Pensée et pratique du montage dans les films de Naomi Kawase

Filmer pour être au monde

A plusieurs reprises, lors de rencontres, Naomi Kawase a située l’origine de son geste documentaire dans sa première expérience de filmage. Elle est alors étudiante à l’École des Arts Visuels d’Osaka : « un des premiers exercices pratiques était de sortir dans les rues d’Osaka avec une caméra 8 mm et de filmer ce qu’on voulait. J’ai décidé de filmer les choses que j’aimais ». Cette expérience va être une révélation : C’est en déambulant dans les rues, en filmant des gens que je ne connaissais pas, que mon existence prenait une réalité. Tout à coup le monde m’est apparu comme quelque chose d’extrêmement attrayant. J’ai vu le charme que pouvait avoir ces objets qui sont irremplaçables pour moi et aussi prendre conscience de mon existence sur terre.
Ce moment de filmage a été pour Kawase un moment de dévoilement de la réalité. Autrement dit, la fabrication d’images cinématographiques lui a permis de mieux voir ce qui l’entourait tout en lui apportant la possibilité de répondre au doute qui constitue son rapport au réel : «Quand j’ai commencé à filmer, je n’étais pas certaine de mon existence». Depuis cette expérience, filmer est devenu pour Naomi Kawase une façon d’habiter le monde.

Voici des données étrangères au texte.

PR #814, opened 2026-09-09
Adding additional nvidia test suites for supporting multi nvidia drivers

arsbw2802:
Adding test suites for following capabilities, each capability has its own test suite + binary:
1) Driver liveness
2) Fabric Manager + NVLink
3) Cuda compute
4) Persistence device nodes 
5) GSP Firmware 

### DIFF
--- a/test/cases/nvidia-driver-liveness/main_test.go
+++ b/test/cases/nvidia-driver-liveness/main_test.go
@@ -1,0 +1,127 @@
+//go:build e2e
+
+// Package nvidia_driver_liveness is an e2e test that asserts the NVIDIA
+// driver is alive and reports the versions/models expected of the AMI
+// under test. Covers three capability #1 sub-tests: nvidia-smi runs,
+// driver version matches the -expectedDriverVersion flag, GPU
+// model matches the instance type. Runs as one pod that performs all
+// three assertions in a single bash script; the pod exits non-zero on
+// any failure with a specific code (10=smi, 11=version, 12=model).
+//
+// Excludes tests already covered upstream in nvidia.test / test_sysinfo.sh:
+// test_nvidia_gpu_count, test_nvidia_gpu_unused, test_nvidia_gpu_throttled.
+package nvidia_driver_liveness
+
+import (
+	"context"
+	_ "embed"
+	"log"
+	"os"
+	"os/signal"
+	"slices"
+	"testing"
+
+	fwext "github.com/aws/aws-k8s-tester/internal/e2e"
+	"github.com/aws/aws-k8s-tester/test/common"
+	"github.com/aws/aws-k8s-tester/test/manifests"
+	"sigs.k8s.io/e2e-framework/pkg/env"
+	"sigs.k8s.io/e2e-framework/pkg/envconf"
+)
+
+//go:embed manifests/pod-driver-liveness-check.yaml
+var podDriverLivenessCheckManifest []byte
+
+// Config is the flag surface for this test binary. Field tags become
+// `-<flag>` on the command line (parsed via common.ParseFlags).
+type Config struct {
+	NvidiaTestImage       string `flag:"nvidiaTestImage" desc:"URL of the nvidia test image (built from upstream test/images/nvidia/Dockerfile) -- required"`
+	ExpectedDriverVersion string `flag:"expectedDriverVersion" desc:"expected NVIDIA driver version (e.g. 570.86.15); when empty the 1.5 assertion is skipped"`
+	NodeType              string `flag:"nodeType" desc:"EC2 instance type under qualification (e.g. p5.48xlarge) -- required for 1.8 GPU-model regex"`
+	InstallDevicePlugin   bool   `flag:"installDevicePlugin" desc:"install the NVIDIA k8s device plugin before the test and delete it after (default true)"`
+	EfaEnabled            bool   `flag:"efaEnabled" desc:"also install the aws-efa-k8s device plugin (default false)"`
+}
+
+var (
+	testenv    env.Environment
+	testConfig Config
+)
+
+func TestMain(m *testing.M) {
+	testConfig = Config{InstallDevicePlugin: true}
+
+	if _, err := common.ParseFlags(&testConfig); err != nil {
+		log.Fatalf("failed to parse flags: %v", err)
+	}
+	cfg, err := envconf.NewFromFlags()
+	if err != nil {
+		log.Fatalf("failed to initialize test environment: %v", err)
+	}
+	if testConfig.NvidiaTestImage == "" {
+		log.Fatalf("-nvidiaTestImage is required")
+	}
+	if testConfig.NodeType == "" {
+		log.Fatalf("-nodeType is required")
+	}
+
+	ctx, cancel := signal.NotifyContext(context.Background(), os.Interrupt)
+	defer cancel()
+	testenv = env.NewWithConfig(cfg).WithContext(ctx)
+
+	// Device-plugin manifests are applied in Setup and deleted (reversed)
+	// in Finish so the cluster ends the run in the state it started in.
+	var pluginManifests [][]byte
+	var setUp []env.Func
+	if testConfig.InstallDevicePlugin {
+		pluginManifests = append(pluginManifests, manifests.NvidiaDevicePluginManifest)
+		setUp = append(setUp,
+			func(ctx context.Context, config *envconf.Config) (context.Context, error) {
+				if err := fwext.ApplyManifests(config.Client().RESTConfig(), manifests.NvidiaDevicePluginManifest); err != nil {
+					return ctx, err
+				}
+				return ctx, nil
+			},
+			common.DeployDaemonSet("nvidia-device-plugin-daemonset", "kube-system"),
+		)
+	}
+	if testConfig.EfaEnabled {
+		pluginManifests = append(pluginManifests, manifests.EfaDevicePluginManifest)
+		setUp = append(setUp,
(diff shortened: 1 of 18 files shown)


test/common/nodetype.go
mselim00, line 1: we shouldn't be hardcoding these values, this can be retrieved from `ec2:DescribeInstanceTypes`

test/cases/nvidia-driver-liveness/manifests/pod-driver-liveness-check.yaml
```diff
@@ -0,0 +1,119 @@
...
+        echo "OK 1.5: every GPU reports driver version $EXPECTED_DRIVER_VERSION"
+      fi
+
+      # ------------------------------------------------------------------
+      # 1.8  test_nvidia_gpu_model -- GPU model matches instance type.
+      # Regex per instance family. Anchored so "T4" != "T4G" and
+      # "L4" != "L40S". Skip if instance type has no mapping.
+      # ------------------------------------------------------------------
+      echo "=== 1.8 GPU model matches instance type ==="
+      case "$EC2_INSTANCE_TYPE" in
```
mselim00: the EC2 DescribeInstanceTypes API contains a partial name for the GPU. if it's always an partial match for the nvidia-smi reported product name, let's use that instead

test/cases/nvidia-fabric-manager/manifests/daemonset-fabric-manager-version-check.yaml
```diff
@@ -0,0 +1,102 @@
...
+        image: public.ecr.aws/amazonlinux/amazonlinux:latest
+        command:
+        - sh
+        - -c
+        - |
+          set -eu
+          set -o pipefail
+
+          yum install -y -q awk >/dev/null 2>&1 || \
+            dnf install -y -q awk >/dev/null 2>&1 || true
```
mselim00: this requires network connectivity, we should try to make do with a utility already present. can we not makedo with just `nvidia-smi` query options?


if we need it, let's re-use the nvidia test image. per the other test cases in here, it seems to already have awk

test/cases/nvidia-fabric-manager/manifests/daemonset-fabric-manager-version-check.yaml
```diff
@@ -0,0 +1,102 @@
...
+
+          # 5.2 only meaningful on NVSwitch nodes. The kernel driver
+          # exposes /proc/driver/nvidia-nvswitch/devices/ (populated
+          # with one entry per bound switch) only when NVSwitch
+          # hardware is present -- more reliable than an EC2 instance
+          # family list, and works on any cloud / bare metal.
+          nvswitch_dir=/host/proc/driver/nvidia-nvswitch/devices
+          if [ ! -d "$nvswitch_dir" ] || [ -z "$(ls -A "$nvswitch_dir" 2>/dev/null)" ]; then
+            echo "OK: no NVSwitch devices bound on this node; 5.2 does not apply. Skipping."
+            exec tail -f /dev/null
```
mselim00: should this just be an `exit 0`?

test/common/ec2.go
```diff
@@ -0,0 +1,69 @@
...
+	if gpuInfo == nil || len(gpuInfo.Gpus) == 0 {
+		return GPUInfo{}, fmt.Errorf("%s has no GPUs (GpuInfo is empty)", instanceType)
+	}
+	// Assume homogeneous GPUs per instance -- AWS has never mixed SKUs
+	// on a single instance type, and the API groups them accordingly.
+	g := gpuInfo.Gpus[0]
+	info := GPUInfo{}
+	if g.Count != nil {
+		info.Count = int(*g.Count)
+	}
```
mselim00, line 61: this should probably error if the assumption is broken, or at least log it

test/cases/nvidia-fabric-manager/main_test.go
```diff
@@ -34,6 +34,7 @@ var podFabricNVLinkCheckManifest []byte
 type Config struct {
 	NvidiaTestImage     string `flag:"nvidiaTestImage" desc:"URL of the nvidia test image -- required for the in-container 5.3/5.4+5.5/6.8 checks"`
 	NodeType            string `flag:"nodeType" desc:"EC2 instance type under qualification -- required for 5.3/5.4+5.5/6.8 dispatch"`
+	Region              string `flag:"region" desc:"AWS region for ec2:DescribeInstanceTypes lookup (falls back to AWS_REGION env / ~/.aws/config / IMDS when empty)"`
```
mselim00, line 37: this flag isn't necessary, the project generally assumes that the tester is configured with the same region as the nodes

test/cases/nvidia-fabric-manager/manifests/daemonset-fabric-manager-version-check.yaml
```diff
@@ -20,16 +20,17 @@ spec:
...
         - -c
         - |
           set -eu
           set -o pipefail
 
-          yum install -y -q awk >/dev/null 2>&1 || \
-            dnf install -y -q awk >/dev/null 2>&1 || true
+          # Reuses the nvidia test image so we get grep / awk / bash out
+          # of the box without a runtime package install (no network
+          # egress required from the pod).
```
mselim00: this comment is not necessary, it's about an intra-PR diff. the meaning does not carry beyond this PR

test/cases/nvidia-driver-liveness/main_test.go
```diff
@@ -112,16 +113,30 @@ func TestMain(m *testing.M) {
...
+	ExpectedGPUName       string
 }
 
-func tplVars() PodManifestTplVars {
-	return PodManifestTplVars{
+// tplVars renders the manifest values, looking up ExpectedGPUName from
+// the EC2 API. A lookup failure is logged and the check is downgraded
+// to SKIP (via empty EXPECTED_GPU_NAME) rather than failing the run --
+// missing IAM permission for ec2:DescribeInstanceTypes shouldn't
+// break qualification runs that could otherwise complete.
```
mselim00, line 130: missing `ec2:DescribeInstanceTypes` permissions **should** be breaking. silently passing tests because of a misconfigured environment creates an unnecessary risk of false qualifications

test/cases/nvidia-gsp-firmware/main_test.go
```diff
@@ -29,6 +29,7 @@ var podGSPFirmwareCheckManifest []byte
 type Config struct {
 	NvidiaTestImage     string `flag:"nvidiaTestImage" desc:"URL of the nvidia test image -- required"`
 	NodeType            string `flag:"nodeType" desc:"EC2 instance type under qualification; drives GPU count so the cross-GPU consistency check (exit 43) sees every GPU on the node"`
+	Region              string `flag:"region" desc:"AWS region for ec2:DescribeInstanceTypes lookup (falls back to AWS_REGION env / ~/.aws/config / IMDS when empty)"`
```
mselim00, line 32: same as the other comment, this flag is not necessary

test/images/nvidia/Dockerfile
```diff
@@ -51,11 +51,26 @@ RUN mkdir -p /var/run/sshd \
...
+      "2_Concepts_and_Techniques/reductionMultiBlockCG:reductionMultiBlockCG" \
+      "2_Concepts_and_Techniques/shfl_scan:shfl_scan" \
+      "0_Introduction/simpleAWBarrier:simpleAWBarrier" \
+      "0_Introduction/simpleAtomicIntrinsics:simpleAtomicIntrinsics" \
+      "0_Introduction/simpleVoteIntrinsics:simpleVoteIntrinsics" \
+      "3_CUDA_Features/warpAggregatedAtomicsCG:warpAggregatedAtomicsCG" \
+      "3_CUDA_Features/globalToShmemAsyncCopy:globalToShmemAsyncCopy"; do \
+      dir="${sample%%:*}"; bin="${sample##*:}"; \
+      cd "/tmp/cuda-samples/Samples/$dir" && cmake . && make -j$(nproc) && cp "$bin" /usr/bin || exit 1; \
+    done \
```
mselim00, line 73: nit: sorting these would be nice

mselim00 (approved):
thanks! left some more comments, but none of them need to block this PR since it's purely additive. we should address them in a followup and eventually merge the added tests into the existing ones

test/cases/nvidia-fabric-manager/fabric_manager_test.go
```diff
@@ -0,0 +1,139 @@
...
+			err := e2ewait.For(
+				fwext.NewConditionExtension(cfg.Client().Resources()).DaemonSetReady(ds),
+				e2ewait.WithTimeout(3*time.Minute),
+			)
+			if err != nil {
+				t.Logf("DS not Ready: %v", err)
+				fwext.PrintDaemonSetPodLogs(t, ctx, cfg.Client().RESTConfig(), "default", "app=nvidia-fabric-manager-version-check")
+				t.Fatalf("nvidia-fabric-manager-version-check DS not Ready within 3 minutes -- see pod logs for the 5.2 failure")
+			}
+			return ctx
```
mselim00: we need to change this check, it'll currently pass if all of the pods are ever in a `Running` state, even if they fail 2 seconds later. we specifically want to see that they all exit with a zero exit code (i.e. the pods enter a `Succeeded` state)

mselim00 (commented):
sorry I spoke too soon, we need to address the DaemonSet Ready check as well as the `exec tail` in the fabric manager test before this is ready

mselim00 (approved):
thanks!

PR #817, opened 2026-09-11
Add opt-in GPU MPS feature

junpengdev:
Adds an opt-in `mps` feature validating NVIDIA Multi-Process Service: the device plugin advertises each physical GPU several times and a control daemon funnels every client through one shared CUDA context, so their kernels run at the same time rather than the driver switching between them as under `time-slicing`.

**Three assertions:** the node advertises `physical x replicas` allocatable `nvidia.com/gpu`; N pods are observed Running simultaneously on the same GPU UUID (polling for overlap matters — a Job with parallelism N over one GPU completes even with no sharing, since each pod frees the GPU as it exits); and the GPU is in `EXCLUSIVE_PROCESS`, which only the control daemon sets. The third is what separates this from the `time-slicing` test — the first two pass identically under either.

**Opt-in** via `--mpsEnabled`, requiring the default `--installDevicePlugin`. It replaces the cluster's device plugin, so on harnesses invoking `nvidia.test` without `-test.run` an unguarded run would change GPU advertisement underneath other features.

**Restoration** drains the workload, removes the daemon, resets compute mode, restores the stock plugin — in that order, so nothing still holds a CUDA context and the daemon cannot re-apply `EXCLUSIVE_PROCESS` under the reset. It runs from both `Teardown` and `t.Cleanup`, guarded, on a context independent of the test's, since an interrupted run cancels the test context before `Teardown`. The reset is a safety net: on hardware the daemon restores `DEFAULT` itself, so it normally reports "already set to DEFAULT". A DaemonSet rather than a Job because the daemon runs on every GPU node.

Replicas default to 4, matching the Bottlerocket release tests. Builds on #816, adding the one MPS-specific hook to the shared workload: a `ReportComputeMode` flag, which `time-slicing` has no use for since `DEFAULT` is also the mode an unshared GPU is in.

**Verified** on g5.8xlarge (1x A10G) via the JobRun controller: allocatable `1 -> 4`, `4 pods ran concurrently on 1 physical GPU(s)`, 1 distinct GPU UUID across 4 pods, `Exclusive_Process` from all 4, compute mode back to `Default` and stock plugin ready. `TestMps` PASS in 425s, JobRun exit 0.

### DIFF
--- a/test/cases/nvidia/manifests/daemonset-mps-compute-mode-reset.yaml
+++ b/test/cases/nvidia/manifests/daemonset-mps-compute-mode-reset.yaml
@@ -1,0 +1,78 @@
+# Restores the GPU compute mode after the MPS feature.
+#
+# The MPS control daemon sets compute mode to EXCLUSIVE_PROCESS, which is device
+# state rather than plugin configuration. On hardware the daemon restores DEFAULT as
+# it shuts down, so on the happy path this reports "already set to DEFAULT" and does
+# nothing; it is here for the case where the daemon does not exit cleanly. Left
+# applied, the node keeps rejecting more than one CUDA context per GPU, which breaks
+# every later feature on it -- time-slicing in particular, which needs DEFAULT and,
+# because requesting time-slicing on an exclusive GPU is not an error, would fail in
+# a way that looks nothing to do with MPS.
+#
+# A DaemonSet rather than a Job because the control daemon runs on every GPU node,
+# so every one of them needs resetting. A Job with completions: 1 would return a
+# single node to DEFAULT and silently leave the rest exclusive.
+#
+# Deliberately does not request nvidia.com/gpu. This runs while the device plugin
+# is being swapped back, so a pod that needed an allocation from the plugin could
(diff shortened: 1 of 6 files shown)


test/cases/nvidia/manifests/daemonset-mps-compute-mode-reset.yaml
```diff
@@ -0,0 +1,78 @@
...
+        command:
+        - bash
+        - -c
+        - |
+          set -o pipefail
+          before=$(nvidia-smi --query-gpu=index,compute_mode --format=csv,noheader | tr '\n' ';')
+          echo "compute mode before reset: $before"
+          # -c 0 is DEFAULT. Applies to every visible GPU. Harmless when the mode
+          # is already DEFAULT, which is the usual case.
+          nvidia-smi -c 0
```
arsbw2802: Cant we just check the exit status of this to check whether all the GPUs were set to compute mode instead of explicitly checking later? Because if I understand correctly, a non-zero exit status means that all GPUs were not successfully set to compute mode?

arsbw2802 (approved):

Noyau familial éclaté et construction du lien

Les premiers films documentaires de Naomi Kawase, par leur esthétique amateur et leur rapport au quotidien, s’apparentent à des films de famille que Corinne Maury définit comme : «la captation d’une réalité domestique sans partis pris, sans texture cinématographique. Paroles privées, aveux jetés face à la caméra, intimité exhibée : le film de famille dérange ; il est toujours clos sur lui-même».
Comme le note Maury, les films de Kawase se distinguent cependant du film de famille par leur construction. Ses films ne font pas qu’égrener diverses situations vécues dont le filmeur voudrait garder une trace mais ils témoignent d’une évolution de ses personnages, d’un récit – fragmentaire – et d’une continuité poétique. Ils sont à la fois traces d’un quotidien et mise en forme des sensations, des émotions et des réflexions de son auteur.
Si ces premiers films ne sont pas des films de famille, la famille en est un des sujets centraux. Comme nous l’avons vu, le geste documentaire primitif de Kawase consiste à filmer ce qui l’entoure et cela comprend ses proches, notamment sa «grand-mère». Or, l’histoire familiale de Naomi Kawase est marquée par l’abandon de ses parents, qu’elle ne connait pas. Ainsi, jeune, elle a été confiée à une tante, Uno Kawase, qui l’a élevée et qu’elle appelle « grand-mère ». Ce manque dans son récit familial est d’autant plus problématique qu’au Japon le culte des ancêtres est un élément structurant de la société. L’appartenance à la communauté passe par le respect du culte des ancêtres et chaque famille possède un autel qui leur est dédié. D’autre part, dans la croyance shintō, les ancêtres et les esprits participent de la vie de la société en assurant son bonheur. Aussi, comment trouver sa place au sein de la société japonaise lorsque ce lien avec les ancêtres est brisé ? Ce questionnement des liens familiaux – et, au-delà, des liens avec la communauté – irrigue autant les documentaires que les fictions de Naomi Kawase et c’est dans leurs montages que nous en étudierons la représentation et la construction.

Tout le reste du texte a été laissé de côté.